PR #1374, opened 2019-08-04
Fix the coprocess.sh unit test

### LINKED ISSUE #1373: Bug in unit test coprocess.sh that manifests under code coverage
The first time I produced my own unit test code coverage report (just a few weeks ago) I noticed that the *coprocess.sh* unit test was failing with this error:

```
    coprocess.sh: line 237: process already exists
```

Which was perplexing because it doesn't fail under ASAN or non-coverage testing. Some judicious `DPRINTF()` and `set -x` plus `log_warning ...` statements showed the failure was here:

https://github.com/att/ast/blob/ed5c0f39e8ca62e5e7e8cda108b4194fbb150754/src/cmd/ksh93/tests/coprocess.sh#L93

The landmine that triggers that error is laid seven lines earlier in the unit test script:

https://github.com/att/ast/blob/ed5c0f39e8ca62e5e7e8cda108b4194fbb150754/src/cmd/ksh93/tests/coprocess.sh#L86

The problem is the script doesn't wait for the coprocess to exit. So, when the script tries to create the next coprocess, if the prior coprocess has not been reaped the attempt to create a new one fails. This is essentially a race condition that will succeed most of the time. The vast majority of the time the SIGCHLD sent to the coprocess will have caused it to exit and be reaped when the new coprocess is created. But when running with code coverage enabled things slow down enough that the coprocess has not been reaped when the next one is created.

krader1961:
The unit test had an inadvertent race condition involving reaping then
creating a coprocess. Fix that race. This also adds an explicit test of
the behavior that was causing random failures later in the unit test.

Fixes #1373


siteshwar:
LGTM

PR #1376, opened 2019-08-08
Clarify structure management in subshell.c

### LINKED ISSUE #1375: Comment about sizeof(struct Link) == sizeof(Dtlink_t) is wrong or the code is broken
While taking another look at issue #1002 I noticed this block of code:

https://github.com/att/ast/blob/8d91e8a2009ff9196454fea1362627fd1f921196/src/cmd/ksh93/sh/subshell.c#L61-L69

Note that, on systems where `sizeof(void *) == 8`, one struct is 32 bytes in size and the other is 16 bytes; i.e., four versus two pointers in size. This comment is also present in the source of the ksh93u+ release that is more than 12 years old. I would bet it goes back farther than that. So which is it? Do the two structures have to be the same size or is the comment bollocks?

krader1961:
There is much more to be done in this area. This is the bare mininum to
disentangle the allocation of `struct Link` and `Namval_t` structures in
`sh_assignok()` and downstream code. This makes the logic a lot more
obvious at the cost of an additional malloc()/free() pair of function
calls.

Related #1002
Fixes #1375


krader1961:
I've gone ahead and merged this.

··········

- _Assignment_: Give back exactly the lines from the first line of the records through the line holding "creating a coprocess.", including both of those lines and leaving out all others.

- _Exercise answer_:
PR #1374, opened 2019-08-04
Fix the coprocess.sh unit test

### LINKED ISSUE #1373: Bug in unit test coprocess.sh that manifests under code coverage
The first time I produced my own unit test code coverage report (just a few weeks ago) I noticed that the *coprocess.sh* unit test was failing with this error:

```
    coprocess.sh: line 237: process already exists
```

Which was perplexing because it doesn't fail under ASAN or non-coverage testing. Some judicious `DPRINTF()` and `set -x` plus `log_warning ...` statements showed the failure was here:

https://github.com/att/ast/blob/ed5c0f39e8ca62e5e7e8cda108b4194fbb150754/src/cmd/ksh93/tests/coprocess.sh#L93

The landmine that triggers that error is laid seven lines earlier in the unit test script:

https://github.com/att/ast/blob/ed5c0f39e8ca62e5e7e8cda108b4194fbb150754/src/cmd/ksh93/tests/coprocess.sh#L86

The problem is the script doesn't wait for the coprocess to exit. So, when the script tries to create the next coprocess, if the prior coprocess has not been reaped the attempt to create a new one fails. This is essentially a race condition that will succeed most of the time. The vast majority of the time the SIGCHLD sent to the coprocess will have caused it to exit and be reaped when the new coprocess is created. But when running with code coverage enabled things slow down enough that the coprocess has not been reaped when the next one is created.

krader1961:
The unit test had an inadvertent race condition involving reaping then
creating a coprocess. Fix that race. This also adds an explicit test of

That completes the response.